- Film poster
- Traditional Chinese: 代號美洲豹
- Simplified Chinese: 代号美洲豹
- Hanyu Pinyin: Dàiháo měizhōubào
- Directed by: Zhang Yimou Yang Fengliang
- Written by: Cheng Shiqing
- Starring: Gong Li Ge You Liu Xiaoning Wang Xueqi
- Cinematography: Gu Changwei
- Edited by: Du Yuan
- Music by: Guo Feng
- Production company: Xi'an Film Studio
- Release date: 1989;
- Running time: 76 minutes
- Language: Mandarin

= Code Name: Cugar =

1989 Chinese thriller film

Code Name: Cugar (also known as Operation Puma) is a 1989 Chinese thriller film. It was co-directed by Zhang Yimou and Yang Fengliang. Unlike the bulk of Zhang's early works (ranging from 1986's Red Sorghum to 1995's Shanghai Triad), which were all historical pieces, Code Name: Cugar is a modern thriller involving a skyjacked airliner and political intrigue.

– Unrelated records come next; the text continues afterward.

PR #708, opened 2025-03-17
[feat] Adding ability to BYO VPC and configure with it

komer3:
This PR give users the ability to provide VPC IDs in LinodeCluster (propagates the vpc to linodemachine) or set it per machine level in LinodeMachine resource. 

To use the feature, you can set the VPC ID in the following ways:
- LinodeCluster: set `spec.vpcID`. This will make sure all the nodes under this LinodeCluster will have a vpc interfaces configured to it.
- LinodeMachine: set `spec.vpcID`. This allows you to set the vpc per machine level

fyi, make sure to update CCM helm chart configuration to add/update `routecontroller.vpcName` for the VPC you are using. This is important to configure the network routes.

For firewall, this feature is already available. You can set the nodebalancer firewall in LinodeCluster under `spec.network.nodeBalancerFirewallID`. Under `spec.firewallID` for LinodeMachine.

 

Fixes #

**TODOs**:

- [ ] squashed commits
- [ ] includes documentation
- [ ] adds unit tests


internal/controller/linodecluster_controller.go
```diff
@@ -303,6 +304,37 @@ func (r *LinodeClusterReconciler) reconcilePreflightLinodeFirewallCheck(ctx cont
...
+		if len(vpc.Subnets) == 0 {
+			err := fmt.Errorf("VPC with ID %d has no subnets", vpcID)
+			logger.Error(err, "Failed preflight check: VPC has no subnets")
+			conditions.Set(clusterScope.LinodeCluster, metav1.Condition{
+				Type:    ConditionPreflightLinodeVPCReady,
+				Status:  metav1.ConditionFalse,
+				Reason:  util.CreateError,
+				Message: err.Error(),
+			})
+			return ctrl.Result{RequeueAfter: reconciler.DefaultClusterControllerReconcileDelay}, err
```
rahulait, line 331: If err is not nil, it will always use exponential backoff. Here, we can have:
1. `return ctrl.Result{}, err` for exponential backoff
2.  `return ctrl.Result{RequeueAfter: reconciler.DefaultClusterControllerReconcileDelay}, nil` for fixed time backoff

rahulait: Hitting linode API every 10-20 seconds on failure might be better than exponential which will hit it 10+ times in a second before it falls to more longer sleep durations. Both approaches have merits/demerits but I think fixed might be better for most of the times for us.

internal/controller/linodecluster_controller.go
```diff
@@ -303,6 +304,37 @@ func (r *LinodeClusterReconciler) reconcilePreflightLinodeFirewallCheck(ctx cont
...
+		vpc, err := clusterScope.LinodeClient.GetVPC(ctx, vpcID)
+		if err != nil {
+			logger.Error(err, "Failed to get VPC with provided ID", "vpcID", vpcID)
+			conditions.Set(clusterScope.LinodeCluster, metav1.Condition{
+				Type:    ConditionPreflightLinodeVPCReady,
+				Status:  metav1.ConditionFalse,
+				Reason:  util.CreateError,
+				Message: fmt.Sprintf("VPC with ID %d not found: %v", vpcID, err),
+			})
+			return ctrl.Result{RequeueAfter: reconciler.DefaultClusterControllerReconcileDelay}, err
```
rahulait, line 319: Same here, lets use fixed backoff

internal/controller/linodecluster_controller.go
```diff
@@ -221,23 +221,22 @@ func (r *LinodeClusterReconciler) reconcile(
...
+				// The condition is already set in reconcilePreflightLinodeVPCCheck, so we don't need to set it again
 				return res, err
 			}
+
+			// Only set to true if there was no error
+			conditions.Set(clusterScope.LinodeCluster, metav1.Condition{
+				Type:   ConditionPreflightLinodeVPCReady,
+				Status: metav1.ConditionTrue,
+				Reason: "LinodeVPCReady", // We have to set the reason to not fail object patching
+			})
```
rahulait, line 238: Can we set this in the end in reconcilePreflightLinodeVPCCheck?

internal/controller/linodemachine_controller.go
```diff
@@ -342,7 +342,64 @@ func (r *LinodeMachineReconciler) reconcileCreate(
...
+	// Check if machine has direct VPCID
+	if machineScope.LinodeMachine.Spec.VPCID != nil {
+		if err := r.validateVPC(ctx, *machineScope.LinodeMachine.Spec.VPCID, machineScope, logger, "Machine"); err != nil {
+			return ctrl.Result{}, err
+		}
+		return ctrl.Result{}, nil
+	}
+
+	// Check if cluster has direct VPCID
+	if machineScope.LinodeCluster.Spec.VPCID != nil {
```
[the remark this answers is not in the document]
komer3: I think that comes down to preference tbh. But i think `if -> else if` might be more readable and easier to understand. I'll switch that!

rahulait (approved):
LGTM 🚀

PR #709, opened 2025-03-19
Refactor reconciliation logic in Linode controllers to handle deletion cases gracefully

komer3:
Updated the Reconcile methods in LinodeFirewall, LinodePlacementGroup, and LinodeVPC controllers to allow for successful reconciliation when the associated cluster is not found during deletion. Added logging to indicate when a cluster is not found but the resource is being deleted, ensuring that the deletion process continues smoothly. Additionally, modified the pause logic to only check for paused conditions if the resource is not being deleted or if the cluster still exists.

 

Fixes #

**TODOs**:

- [ ] squashed commits
- [ ] includes documentation
- [ ] adds unit tests


AshleyDumaine (approved):
LGTM

PR #724, opened 2025-04-01
[deprecation] Deprecate stackscript

Andrews2024:
This PR keeps the `CloudinitMetadataSupport` field in the API for backwards compatibility but otherwise removes support for stackscript. Cloud-init is sufficiently supported so that stackscript can be removed.

**TODOs**:

- [x] squashed commits
- [X] includes documentation
- [X] updates e2e tests


rahulait (approved):
LGTM

PR #741, opened 2025-05-01
[improvement] Change LinodePlacementGroup Deletion Logic to requeue when nodes are attached

komer3:
This PR modifies the deletion process for `LinodePlacementGroup` resources.

Instead of attempting to forcefully unassign attached Linodes during deletion, the controller now checks if the Placement Group has any members. If it does, the deletion is requeued with a delay, waiting for the members to be detached externally (waiting for `LinodeMachine` controller to delete the nodes). A timeout (`DefaultPGControllerWaitForHasNodesTimeout`) is introduced; if Linodes remain attached after this period, the deletion fails gracefully with an error condition and event.

This change makes the deletion process safer by preventing the controller from disrupting potentially active Linodes. It ensures deletion only proceeds once the Placement Group is confirmed empty by the Linode API or the wait timeout is exceeded. The PR also improves API error handling during deletion and updates related tests and constants.

_Note: We now follow similar logic from `LinodeVPC` controller_

Fixes #

**TODOs**:

- [ ] squashed commits
- [ ] includes documentation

The film was made as a private investment by a friend of Zhang, but parts of their initial ideas were censored by the Chinese authorities. In the end, the film broke even but earned no profits. Zhang called it "a purely commercial gun chase film".

==Plot==

The film follows a commercial airliner on a routine flight between Taipei and Seoul that is hijacked and taken to mainland China by the fictional Taiwan Revolutionary Army Front. Communist authorities cannot seize the plane because of the presence of an important business figure on the flight, and agree to cooperate discreetly with Taiwanese authorities to defuse an already tense situation.

==Cast==
- Gong Li as A Li
- Ge You as Zheng Xianping
- Liu Xiaoning as Liang Zhuang
- Wang Xueqi as Huang Jingru
- Tian Min
- Yang Yazhou
- Yu Rongguang

== Release ==
According to film historian Tony Rayns, Code Name: Cugar has been released on VHS and DVD in China, but Yimou has been keen on it not being exported.

== Reception ==
Gong won Best Supporting Actress at the 1989 Hundred Flowers Awards.

The film is generally considered a failure or a footnote to Zhang's general oeuvre; Time referred to the film as Zhang Yimou's last "purely frivolous work."